# TASK TO CARRY OUT
Wherever "would" shows up in the records below, copy the whole line.
_ _ _ _ _
PR #944, opened 2018-08-10
Support multiline events

### LINKED ISSUE #939: Support taller events in the month view
*Bug*

I'd like to render a two-line event in the month view of the calendar. I don't know how to make a codepen with RBC, but I've mocked up an example of this with the example code for custom rendering, by adding `<p>Second line...</p>` below [this line](https://github.com/intljusticemission/react-big-calendar/blob/master/examples/demos/rendering.js#L9).

Here is the result:

image

Take note that the 12th has 6 events, but it only shows two (and the second one is cut off). What's really happening in the DOM there is it's rendering all three events, then the +3 more", but it's getting cut off by the `overflow: hidden` for the week.

I would expect that in this case, it renders however many events can fit, then the "+X more", like it normally does for one-line events.

To add a little more info here, I've dug pretty deep into this code. The root of this issue is in [DateContentRow.getRowLimit](https://github.com/intljusticemission/react-big-calendar/blob/master/src/DateContentRow.js#L92-L98). The purpose of that function is to calculate how many rows of events we can render without overflowing. The way it does that is by rendering a dummy event and using dom-helpers's `getHeight` function to get the actual height of an event as it's rendered in the DOM. The problem with this approach is that it's assumed that the dummy event will render the same as the real events, and specifically for my use-case, it's assumed that it will be the height of one line.

I was hoping to find a solution that I could make a PR for, but I'm not really sure what the solution is here. Ideally, we could render the actual events to determine the height of them, but as it's written right now, there's sort of a catch-22 around that because we need to know how many rows we can render, in order to render the events.

If anyone has a good idea for a solution, I'd be happy to code it and submit a PR.

dkniffin:
Fixes #939

### DIFF
--- a/examples/demos/multilineEvents.js
+++ b/examples/demos/multilineEvents.js
@@ -1,0 +1,38 @@
+import React from 'react'
+import BigCalendar from 'react-big-calendar'
+import events from '../events'
+import dates from '../../src/utils/dates'
+
+let allViews = Object.keys(BigCalendar.Views).map(k => BigCalendar.Views[k])
+
+function Event({ event }) {
+  return (
+    <span>
+      <p>
+        {event.title}
+        {event.desc && ':  ' + event.desc}
+      </p>
+      {/* {Math.random() > 0.5 && <p>Second Line</p>} */}
+      <p>Second Line</p>
+    </span>
+  )
+}
+
+let MultilineEvents = ({ localizer }) => (
+  <BigCalendar
+    events={events}
+    views={allViews}
+    step={60}
+    showMultiDayTimes
+    max={dates.add(dates.endOf(new Date(2015, 17, 1), 'day'), -1, 'hours')}
+    defaultDate={new Date(2015, 3, 1)}
+    localizer={localizer}
+    components={{
+      month: {
+        event: Event,
+      },
+    }}
+  />
+)
+
+export default MultilineEvents
--- a/examples/App.js
+++ b/examples/App.js
@@ -25,6 +25,7 @@ import Resource from './demos/resource'
 import DndResource from './demos/dndresource'
 import Timeslots from './demos/timeslots'
 import Dnd from './demos/dnd'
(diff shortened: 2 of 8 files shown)


examples/demos/multilineEvents.js
```diff
@@ -0,0 +1,38 @@
+import React from 'react'
```
jquense: Please move this to a storybook story not a documentation example

dkniffin:
Yeah, I guess I should have said this in the description: There's still an assumption being made here that all events must be the same size. I don't know how to accommodate events of varying heights. But now it will at least render an actual event from the events given to determine the size, rather than relying on a dummy one.

As for being much slower, is there a specific section you think would cause a performance hit?

I think I know what you're saying about making the calendar expand to fit the events. That's actually not quite what I'm looking for. I like the "+X more" and I'm fine letting RBC calculate that for me. What I had a problem with was the height being assumed based on a dummy with the `rbc-row` css class applied to it. I couldn't find an accurate way to change the size of that dummy without messing up a bunch of other styles. I thought about passing in a prop to RBC that was like "eventHeight" and using that in `getRowMetrics`, but I figured it'd be better to calculate it by rendering an actual event.

jquense:
@dkniffin Sorry such a long wait, i think we can merge this, if you can address the conflicts. thanks!

dkniffin:
@jquense I've actually been working on and off on these changes for a bit, and I think there's still a few issues. I'll ping here again once I know for sure everything is working right

dkniffin:
I am planning on revisiting this soon. I have a project that is actively using it, but I need to find the time to take another look. It should be soon.

antoinerousseau:
That'd be great to avoir that `white-space: nowrap;` on event titles and have them flow freely, but it means no more `rbc-row` to contain them if they have variable heights.
Not sure why these rows exist anyway.
I might fork this project and use more flexbox, unless you have an idea?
_ _ _ _ _
# SOLUTION TO THIS PROBLEM
I would expect that in this case, it renders however many events can fit, then the "+X more", like it normally does for one-line events.
As for being much slower, is there a specific section you think would cause a performance hit?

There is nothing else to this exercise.